#### DIRECTIONS
Among the records below, how many lines contain the word "BrooklynCampConstants"? The answer is a single number.
** Opening INPUT MATERIAL block **
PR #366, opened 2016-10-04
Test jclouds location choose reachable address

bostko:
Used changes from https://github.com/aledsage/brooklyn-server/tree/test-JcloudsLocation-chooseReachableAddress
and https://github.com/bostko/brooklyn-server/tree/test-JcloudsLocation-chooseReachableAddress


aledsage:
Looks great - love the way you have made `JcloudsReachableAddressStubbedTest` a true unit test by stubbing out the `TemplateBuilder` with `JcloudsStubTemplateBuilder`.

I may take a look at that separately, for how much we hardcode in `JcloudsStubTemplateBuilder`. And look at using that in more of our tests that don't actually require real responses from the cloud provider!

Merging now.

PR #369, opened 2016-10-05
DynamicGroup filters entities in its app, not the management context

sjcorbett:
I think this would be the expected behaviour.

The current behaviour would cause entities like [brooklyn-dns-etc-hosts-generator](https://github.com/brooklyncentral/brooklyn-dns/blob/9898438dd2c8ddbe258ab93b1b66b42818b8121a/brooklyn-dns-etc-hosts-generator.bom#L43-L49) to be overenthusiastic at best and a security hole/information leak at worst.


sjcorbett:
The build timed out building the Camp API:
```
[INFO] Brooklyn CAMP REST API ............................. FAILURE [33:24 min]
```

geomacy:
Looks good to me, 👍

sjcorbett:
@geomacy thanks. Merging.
** Closing INPUT MATERIAL block **
** Opening INPUT MATERIAL block **
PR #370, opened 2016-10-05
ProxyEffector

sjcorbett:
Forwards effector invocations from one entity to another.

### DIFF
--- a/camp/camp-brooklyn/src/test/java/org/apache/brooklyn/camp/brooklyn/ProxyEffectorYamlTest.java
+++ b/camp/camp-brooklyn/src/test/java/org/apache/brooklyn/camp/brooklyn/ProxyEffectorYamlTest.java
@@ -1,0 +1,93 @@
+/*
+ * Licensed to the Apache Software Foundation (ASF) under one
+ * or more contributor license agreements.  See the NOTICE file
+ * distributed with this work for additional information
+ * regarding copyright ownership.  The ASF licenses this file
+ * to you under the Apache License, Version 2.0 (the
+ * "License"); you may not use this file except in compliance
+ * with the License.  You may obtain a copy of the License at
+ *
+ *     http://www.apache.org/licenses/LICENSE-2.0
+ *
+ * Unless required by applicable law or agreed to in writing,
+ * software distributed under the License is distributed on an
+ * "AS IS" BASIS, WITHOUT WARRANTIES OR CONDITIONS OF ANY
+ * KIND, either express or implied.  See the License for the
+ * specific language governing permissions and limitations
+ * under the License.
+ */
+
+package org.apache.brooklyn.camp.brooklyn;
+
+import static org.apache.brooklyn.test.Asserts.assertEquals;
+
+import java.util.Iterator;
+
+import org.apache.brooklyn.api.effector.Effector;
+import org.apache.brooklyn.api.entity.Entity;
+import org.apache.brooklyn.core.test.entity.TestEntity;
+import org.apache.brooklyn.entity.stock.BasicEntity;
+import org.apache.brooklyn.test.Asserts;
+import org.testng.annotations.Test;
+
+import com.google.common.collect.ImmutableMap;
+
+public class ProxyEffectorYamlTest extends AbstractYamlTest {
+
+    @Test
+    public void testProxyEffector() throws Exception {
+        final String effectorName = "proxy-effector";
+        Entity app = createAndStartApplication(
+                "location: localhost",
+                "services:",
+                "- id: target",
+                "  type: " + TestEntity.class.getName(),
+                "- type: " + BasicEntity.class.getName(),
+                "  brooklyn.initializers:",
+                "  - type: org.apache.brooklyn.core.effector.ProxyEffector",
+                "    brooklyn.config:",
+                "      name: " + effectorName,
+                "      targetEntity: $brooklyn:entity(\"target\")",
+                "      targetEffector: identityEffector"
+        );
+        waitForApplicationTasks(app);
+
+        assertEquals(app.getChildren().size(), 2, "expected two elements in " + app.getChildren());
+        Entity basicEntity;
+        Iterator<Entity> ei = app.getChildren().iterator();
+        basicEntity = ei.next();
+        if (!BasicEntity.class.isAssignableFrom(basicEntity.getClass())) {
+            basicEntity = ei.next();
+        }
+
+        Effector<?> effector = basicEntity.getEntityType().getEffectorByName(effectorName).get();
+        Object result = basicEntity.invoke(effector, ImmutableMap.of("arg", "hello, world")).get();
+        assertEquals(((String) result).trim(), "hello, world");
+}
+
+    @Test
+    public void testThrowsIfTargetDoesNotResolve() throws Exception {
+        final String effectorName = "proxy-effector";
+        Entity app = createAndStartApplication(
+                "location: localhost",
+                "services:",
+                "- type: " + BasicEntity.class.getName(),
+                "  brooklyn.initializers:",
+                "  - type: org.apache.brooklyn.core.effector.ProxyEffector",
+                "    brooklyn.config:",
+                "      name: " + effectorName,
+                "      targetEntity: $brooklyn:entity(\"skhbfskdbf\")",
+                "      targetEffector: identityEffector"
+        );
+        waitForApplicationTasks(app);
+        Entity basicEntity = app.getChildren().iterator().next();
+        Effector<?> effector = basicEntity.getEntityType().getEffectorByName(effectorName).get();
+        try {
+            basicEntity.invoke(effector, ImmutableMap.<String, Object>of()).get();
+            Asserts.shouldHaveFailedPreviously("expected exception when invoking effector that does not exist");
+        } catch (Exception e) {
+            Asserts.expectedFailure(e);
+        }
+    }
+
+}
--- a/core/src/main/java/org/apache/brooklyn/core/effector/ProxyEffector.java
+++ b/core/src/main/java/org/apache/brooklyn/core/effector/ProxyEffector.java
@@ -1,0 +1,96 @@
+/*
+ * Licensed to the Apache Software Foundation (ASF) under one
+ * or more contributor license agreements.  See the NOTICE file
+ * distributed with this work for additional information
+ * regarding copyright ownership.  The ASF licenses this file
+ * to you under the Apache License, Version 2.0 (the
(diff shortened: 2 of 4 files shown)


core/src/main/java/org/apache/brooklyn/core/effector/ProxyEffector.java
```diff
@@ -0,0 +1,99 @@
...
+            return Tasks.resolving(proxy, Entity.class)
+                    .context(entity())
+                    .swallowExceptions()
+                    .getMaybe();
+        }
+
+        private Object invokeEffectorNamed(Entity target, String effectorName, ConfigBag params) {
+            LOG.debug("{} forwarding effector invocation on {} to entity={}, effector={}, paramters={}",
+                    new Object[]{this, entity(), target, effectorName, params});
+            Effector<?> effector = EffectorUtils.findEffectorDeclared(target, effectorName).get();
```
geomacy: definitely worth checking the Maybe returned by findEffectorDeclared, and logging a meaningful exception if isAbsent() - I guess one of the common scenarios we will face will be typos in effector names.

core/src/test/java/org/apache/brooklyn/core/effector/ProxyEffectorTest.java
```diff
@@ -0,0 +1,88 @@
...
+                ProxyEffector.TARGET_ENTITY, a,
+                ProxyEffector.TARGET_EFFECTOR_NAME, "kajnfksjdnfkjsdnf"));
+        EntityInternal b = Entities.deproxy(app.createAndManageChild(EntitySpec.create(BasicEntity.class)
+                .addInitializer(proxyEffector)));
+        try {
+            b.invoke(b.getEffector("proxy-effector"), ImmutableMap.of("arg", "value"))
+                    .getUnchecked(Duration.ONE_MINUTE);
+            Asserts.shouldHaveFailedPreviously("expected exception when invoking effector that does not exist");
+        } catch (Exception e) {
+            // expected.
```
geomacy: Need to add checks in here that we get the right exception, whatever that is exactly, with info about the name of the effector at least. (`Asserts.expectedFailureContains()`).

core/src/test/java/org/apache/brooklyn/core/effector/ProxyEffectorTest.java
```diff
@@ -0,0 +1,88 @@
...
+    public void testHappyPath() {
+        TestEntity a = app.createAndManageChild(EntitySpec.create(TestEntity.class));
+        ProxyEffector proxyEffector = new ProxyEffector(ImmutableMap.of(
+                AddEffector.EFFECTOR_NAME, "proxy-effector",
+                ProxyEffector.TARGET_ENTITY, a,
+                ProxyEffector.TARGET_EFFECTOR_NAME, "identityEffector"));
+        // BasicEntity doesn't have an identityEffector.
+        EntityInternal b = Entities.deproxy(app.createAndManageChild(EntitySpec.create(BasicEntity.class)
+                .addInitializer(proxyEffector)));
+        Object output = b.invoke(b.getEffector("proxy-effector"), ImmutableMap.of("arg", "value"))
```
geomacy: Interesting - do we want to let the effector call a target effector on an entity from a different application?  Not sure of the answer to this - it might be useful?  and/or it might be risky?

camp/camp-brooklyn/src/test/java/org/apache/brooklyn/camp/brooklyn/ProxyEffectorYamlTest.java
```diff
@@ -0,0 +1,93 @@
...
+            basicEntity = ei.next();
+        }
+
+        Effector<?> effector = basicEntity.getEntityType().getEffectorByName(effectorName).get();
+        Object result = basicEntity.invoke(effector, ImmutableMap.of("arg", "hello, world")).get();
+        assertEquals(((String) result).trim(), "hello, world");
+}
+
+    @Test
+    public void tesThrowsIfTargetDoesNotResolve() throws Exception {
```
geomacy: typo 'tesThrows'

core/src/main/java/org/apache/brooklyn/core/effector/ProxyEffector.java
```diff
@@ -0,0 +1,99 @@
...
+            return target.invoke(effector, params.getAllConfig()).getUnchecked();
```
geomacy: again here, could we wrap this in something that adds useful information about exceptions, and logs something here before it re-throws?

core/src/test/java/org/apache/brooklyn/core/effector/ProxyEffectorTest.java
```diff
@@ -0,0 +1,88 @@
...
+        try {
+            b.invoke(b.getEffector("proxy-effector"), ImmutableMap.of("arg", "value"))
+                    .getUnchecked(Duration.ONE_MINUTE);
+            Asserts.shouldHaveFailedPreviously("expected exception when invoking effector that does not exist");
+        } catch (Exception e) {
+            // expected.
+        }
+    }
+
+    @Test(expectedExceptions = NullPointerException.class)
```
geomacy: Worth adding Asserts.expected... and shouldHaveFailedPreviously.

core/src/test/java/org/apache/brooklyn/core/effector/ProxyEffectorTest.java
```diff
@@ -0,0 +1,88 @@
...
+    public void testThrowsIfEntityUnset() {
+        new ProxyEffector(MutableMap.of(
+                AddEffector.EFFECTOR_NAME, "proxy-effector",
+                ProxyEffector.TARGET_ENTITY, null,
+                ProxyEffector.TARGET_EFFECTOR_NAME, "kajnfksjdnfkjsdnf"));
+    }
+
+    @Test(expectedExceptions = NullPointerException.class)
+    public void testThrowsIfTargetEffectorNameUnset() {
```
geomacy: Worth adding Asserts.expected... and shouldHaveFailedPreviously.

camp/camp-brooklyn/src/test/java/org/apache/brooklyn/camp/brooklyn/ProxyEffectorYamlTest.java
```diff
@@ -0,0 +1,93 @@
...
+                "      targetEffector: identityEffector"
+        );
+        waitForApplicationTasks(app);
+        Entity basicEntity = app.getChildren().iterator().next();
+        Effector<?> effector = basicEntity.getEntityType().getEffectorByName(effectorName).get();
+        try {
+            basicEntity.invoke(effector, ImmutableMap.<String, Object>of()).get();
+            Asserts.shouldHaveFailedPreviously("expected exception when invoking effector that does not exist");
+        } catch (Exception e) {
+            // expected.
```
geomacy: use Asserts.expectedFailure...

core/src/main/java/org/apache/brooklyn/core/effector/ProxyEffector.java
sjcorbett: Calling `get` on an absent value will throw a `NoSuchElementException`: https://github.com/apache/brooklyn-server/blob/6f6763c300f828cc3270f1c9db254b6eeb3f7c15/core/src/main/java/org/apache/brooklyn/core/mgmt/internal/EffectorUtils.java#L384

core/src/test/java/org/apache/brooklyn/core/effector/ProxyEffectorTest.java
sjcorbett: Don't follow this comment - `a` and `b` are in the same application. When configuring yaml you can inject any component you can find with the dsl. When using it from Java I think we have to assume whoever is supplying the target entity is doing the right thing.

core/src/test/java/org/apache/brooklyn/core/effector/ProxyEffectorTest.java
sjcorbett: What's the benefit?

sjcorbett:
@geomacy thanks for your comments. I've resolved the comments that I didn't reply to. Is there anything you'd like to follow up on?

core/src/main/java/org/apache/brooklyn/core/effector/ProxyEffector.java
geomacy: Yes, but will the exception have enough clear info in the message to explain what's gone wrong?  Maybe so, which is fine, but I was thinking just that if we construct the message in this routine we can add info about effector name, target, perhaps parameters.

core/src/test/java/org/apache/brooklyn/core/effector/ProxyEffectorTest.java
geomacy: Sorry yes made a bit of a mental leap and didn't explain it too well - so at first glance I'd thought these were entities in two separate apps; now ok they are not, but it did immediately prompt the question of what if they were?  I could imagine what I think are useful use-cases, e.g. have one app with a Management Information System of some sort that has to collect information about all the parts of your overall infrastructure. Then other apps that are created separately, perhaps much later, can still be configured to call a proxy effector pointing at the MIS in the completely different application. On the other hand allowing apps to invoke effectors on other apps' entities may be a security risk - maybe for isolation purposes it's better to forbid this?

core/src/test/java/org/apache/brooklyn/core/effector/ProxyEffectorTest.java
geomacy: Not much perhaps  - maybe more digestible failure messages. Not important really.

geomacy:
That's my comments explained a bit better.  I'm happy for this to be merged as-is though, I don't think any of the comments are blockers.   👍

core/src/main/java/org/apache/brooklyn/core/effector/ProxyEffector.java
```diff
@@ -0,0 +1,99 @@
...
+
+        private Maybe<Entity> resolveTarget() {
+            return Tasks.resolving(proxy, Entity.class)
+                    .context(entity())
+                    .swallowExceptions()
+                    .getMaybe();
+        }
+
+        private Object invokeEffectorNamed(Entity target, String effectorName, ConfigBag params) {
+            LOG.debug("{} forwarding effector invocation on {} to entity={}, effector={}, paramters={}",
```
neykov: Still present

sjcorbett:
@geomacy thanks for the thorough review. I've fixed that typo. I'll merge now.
** Closing INPUT MATERIAL block **
** Opening INPUT MATERIAL block **
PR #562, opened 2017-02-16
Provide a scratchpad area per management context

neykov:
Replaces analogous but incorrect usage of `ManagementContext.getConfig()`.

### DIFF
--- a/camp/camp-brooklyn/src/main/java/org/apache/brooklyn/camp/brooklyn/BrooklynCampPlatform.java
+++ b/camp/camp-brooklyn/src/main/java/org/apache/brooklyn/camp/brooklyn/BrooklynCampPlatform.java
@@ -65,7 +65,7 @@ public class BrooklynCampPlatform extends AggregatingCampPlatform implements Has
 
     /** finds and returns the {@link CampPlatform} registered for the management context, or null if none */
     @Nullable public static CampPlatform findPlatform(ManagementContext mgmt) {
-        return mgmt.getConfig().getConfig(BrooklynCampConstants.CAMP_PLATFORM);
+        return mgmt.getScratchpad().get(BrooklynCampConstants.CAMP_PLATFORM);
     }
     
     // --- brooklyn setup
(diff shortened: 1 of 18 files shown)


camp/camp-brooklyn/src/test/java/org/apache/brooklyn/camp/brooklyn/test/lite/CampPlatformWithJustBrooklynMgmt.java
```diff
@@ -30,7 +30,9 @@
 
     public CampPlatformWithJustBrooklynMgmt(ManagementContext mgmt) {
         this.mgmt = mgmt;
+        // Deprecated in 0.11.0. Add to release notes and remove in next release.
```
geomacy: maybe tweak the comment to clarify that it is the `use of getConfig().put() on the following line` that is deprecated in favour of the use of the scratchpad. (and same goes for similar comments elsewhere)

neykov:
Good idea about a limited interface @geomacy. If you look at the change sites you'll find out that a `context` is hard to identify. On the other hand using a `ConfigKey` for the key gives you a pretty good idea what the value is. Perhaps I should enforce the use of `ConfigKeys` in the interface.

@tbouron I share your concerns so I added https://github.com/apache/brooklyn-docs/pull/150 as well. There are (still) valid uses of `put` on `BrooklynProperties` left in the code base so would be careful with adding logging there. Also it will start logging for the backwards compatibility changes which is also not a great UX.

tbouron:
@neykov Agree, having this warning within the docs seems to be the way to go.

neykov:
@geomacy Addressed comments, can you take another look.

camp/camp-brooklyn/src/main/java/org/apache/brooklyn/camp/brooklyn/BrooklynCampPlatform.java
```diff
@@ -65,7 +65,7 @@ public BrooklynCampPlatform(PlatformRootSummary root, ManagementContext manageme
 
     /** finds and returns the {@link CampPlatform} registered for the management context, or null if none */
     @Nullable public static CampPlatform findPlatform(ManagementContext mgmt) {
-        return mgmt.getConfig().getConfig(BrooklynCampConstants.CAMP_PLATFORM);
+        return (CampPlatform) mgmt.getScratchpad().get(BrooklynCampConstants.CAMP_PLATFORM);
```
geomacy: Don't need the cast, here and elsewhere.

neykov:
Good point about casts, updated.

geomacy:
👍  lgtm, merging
** Closing INPUT MATERIAL block **
#### RESPONSE
4